YOUR TASK:
Your output should be each line from the material below that has the word "with".

INPUT MATERIAL:
────────────────────────────────────────
PR #3325, opened 2026-08-31
[Base API] Delegate get_noc_translation_enabled to DeviceFirmware

nbuncicTT:
## Issue

#2872
Delegate `get_noc_translation_enabled` to `DeviceFirmware`.

## Description

The Wormhole read (NIU config over the ARC APB window) and the Blackhole read (BAR/JTAG, never over a NOC) move into the firmware implementations. Blackhole's is the promotion of the private constructor helper from #3319 to the interface method — the temporary duplication flagged there ends here. Simulation returns `false` through the firmware now, same value as its deleted `TTDevice` override.

`TTDevice::get_noc_translation_enabled()` becomes a non-virtual forwarder; the pure virtual and all three overrides die.

## List of the changes

- `DeviceFirmware::get_noc_translation_enabled(NocId)`; implemented in WH (APB window read), BH (BAR/JTAG read, promoted from the private helper), simulation (`false`).
- `TTDevice::get_noc_translation_enabled` non-virtual forwarder; WH/BH/simulation overrides deleted.

## Testing

`baremetal_tests` 254/254, simulation on and off, no undefined symbols.

## API Changes

None — `TTDevice::get_noc_translation_enabled()` keeps its signature (now non-virtual). `DeviceFirmware::get_noc_translation_enabled` added.

Stacked on #3324.

## Adversarial review round

Follow-up: the facade forwards the thread-selected NOC (the deleted overrides' device reads honored it), and the constructor's now-stale `BlackholeTTDevice::` qualifier is dropped.

### DIFF
--- a/device/tt_device/firmware/blackhole_device_firmware.cpp
+++ b/device/tt_device/firmware/blackhole_device_firmware.cpp
@@ -284,7 +284,7 @@ void BlackholeDeviceFirmware::wait_firmware_ready(std::chrono::milliseconds time
     }
 }
 
-bool BlackholeDeviceFirmware::get_noc_translation_enabled() const {
+bool BlackholeDeviceFirmware::get_noc_translation_enabled(NocId /*noc_id*/) {
     uint32_t niu_cfg;
     if (get_io_device_type() == IODeviceType::JTAG) {
         niu_cfg = jtag_interface_->mmio_read32(blackhole::NIU_CFG_NOC0_ARC_ADDR);
--- a/device/api/umd/device/tt_device/blackhole_tt_device.hpp
+++ b/device/api/umd/device/tt_device/blackhole_tt_device.hpp
@@ -33,8 +33,6 @@ public:
 
     uint32_t get_min_clock_freq() override;
 
-    bool get_noc_translation_enabled() override;
-
     void read_from_arc_apb(void *mem_ptr, uint64_t arc_addr_offset, size_t size) override;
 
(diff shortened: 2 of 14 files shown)


device/tt_device/firmware/blackhole_device_firmware.cpp
```diff
@@ -284,7 +284,7 @@ void BlackholeDeviceFirmware::wait_firmware_ready(std::chrono::milliseconds time
     }
 }
 
-bool BlackholeDeviceFirmware::get_noc_translation_enabled() const {
+bool BlackholeDeviceFirmware::get_noc_translation_enabled(NocId /*noc_id*/) {
```
broskoTT, line 287: This is fine, but I have to notice that this part was implemented as part of https://github.com/tenstorrent/tt-umd/pull/3319
I synced offline with you that it might be good to separate out that change out of that PR (among other separations)

broskoTT (approved):

device/tt_device/firmware/blackhole_device_firmware.cpp
nbuncicTT: Done as part of the six-way split of the old #3319: the private NOC-translation read now arrives in #3347 together with the Blackhole boot wait that consumes it (the coordinates depend on it), and this PR only promotes it to the interface and deletes the TTDevice copy. So the separation you asked for is exactly the current stack structure.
────────────────────────────────────────
EXERCISE OUTPUT:
I synced offline with you that it might be good to separate out that change out of that PR (among other separations)
nbuncicTT: Done as part of the six-way split of the old #3319: the private NOC-translation read now arrives in #3347 together with the Blackhole boot wait that consumes it (the coordinates depend on it), and this PR only promotes it to the interface and deletes the TTDevice copy. So the separation you asked for is exactly the current stack structure.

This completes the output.